Callose-Regulated Symplastic Communication Coordinates Symbiotic Root Nodule Development

Abstract

The formation of nitrogen-fixing nodules in legumes involves the initiation of nodule organogenesis in the root cortex, which is tightly synchronized, with symbiotic rhizobial infection in the epidermis. In this study, we provide evidence that symplastic communication, regulated by callose turnover at plasmodesmata (PD), is important for coordinating nodule development and infection in Medicago truncatula. Here we show that nodule organogenesis involves degradation of callose and the induced expression of a novel PD-associated callose-degrading enzyme (MtBG2) in inner root tissues where nodule initiates. MtBG2 is PD-localized and reduces PDcallose levels when constitutively expressed in roots. Spatio-temporal analyses revealed that MtBG2 expression expands from dividing nodule initials to rhizobial-colonized cortical and epidermal tissues. As shown by the transport of fluorescent molecules in vivo, symplastic-connected domains are created in these rhizobial-colonized tissues.

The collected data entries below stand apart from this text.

PR #1121, opened 2024-08-23
Consolidate a place where to check linkProps

hanbyul-here:
**Related Ticket:** Very vaguely related to #946 

This PR makes the Card component delegate what link component to render to the `SmartLink` component. I initially started working on this PR to continue the work on https://github.com/NASA-IMPACT/veda-ui/pull/1096, more specifically, to make the link component come from props.  I thought this change was worth merging regardless of whether we work on the routing problem now or later.

### DIFF
--- a/app/scripts/components/common/element-interactive.js
+++ b/app/scripts/components/common/element-interactive.js
@@ -1,9 +1,8 @@
 import React, { useCallback, useState } from 'react';
 import T from 'prop-types';
 import styled from 'styled-components';
-import SmartLink from './smart-link';
 
-const InteractiveLink = styled(SmartLink)`
+const InteractiveLink = styled.a`
   position: absolute;
   inset: 0;
   z-index: -1;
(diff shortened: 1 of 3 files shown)


sandrahoang686:
This will cause conflicts with exposing Data Catalog PR [here](https://github.com/NASA-IMPACT/veda-ui/pull/1096/files#diff-c618b2febe87cadd3d3931c1498d8b40c67f5793d0235e3777dd79a202183f34). In that PR, I just have the parents pass in the the JSX element tag into the `ElementInteractive` component because nextJs was having issues with the `InteractiveElement` styled component but do you think this will solve for that? Do you think its best to resort to this instead of what I have currently in my PR?

app/scripts/components/common/element-interactive.js
```diff
@@ -109,6 +118,8 @@ export const ElementInteractive = React.forwardRef(
 );
 
 ElementInteractive.propTypes = {
+  linkTo: T.string.isRequired,
+  onLinkClick: T.func,
```
sandrahoang686, line 122: Is there a reason you decided to add this prop now? I see `getLinkProps` already accepted an `onClick` param but wondering if you had a specific reason?

hanbyul-here: ah, that was because of how I was passing the props for SmartLink before. But your comment made me think that I don't have to do that! Thanks!

sandrahoang686 (approved):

These findings highlight that progressive degradation of PD-callose, driven in part by the upregulation of MtBG2, creates symplastic domains during sequential nodule developmental stages. Interfering with symplastic connectivity in rhizobial-infected tissues led to drastic nodulation phenotypes. Indeed, enhancing or blocking it by the controlled expression of PD-localized β- 1,3-glucanases (including MtBG2) or a hyperactive callose synthase, led to enhanced or reduced numbers of colonized nodules respectively. Obstructing symplastic connectivity appears to block the transmission of a diffusible signal required for the expression of Nodule Inception (NIN) in the cortex, while epidermal NIN expression is maintained. We conclude that symplastic communication between cells is proactively enhanced by rhizobia and this is necessary to allow appropriate coordination of bacterial infection and nodule development.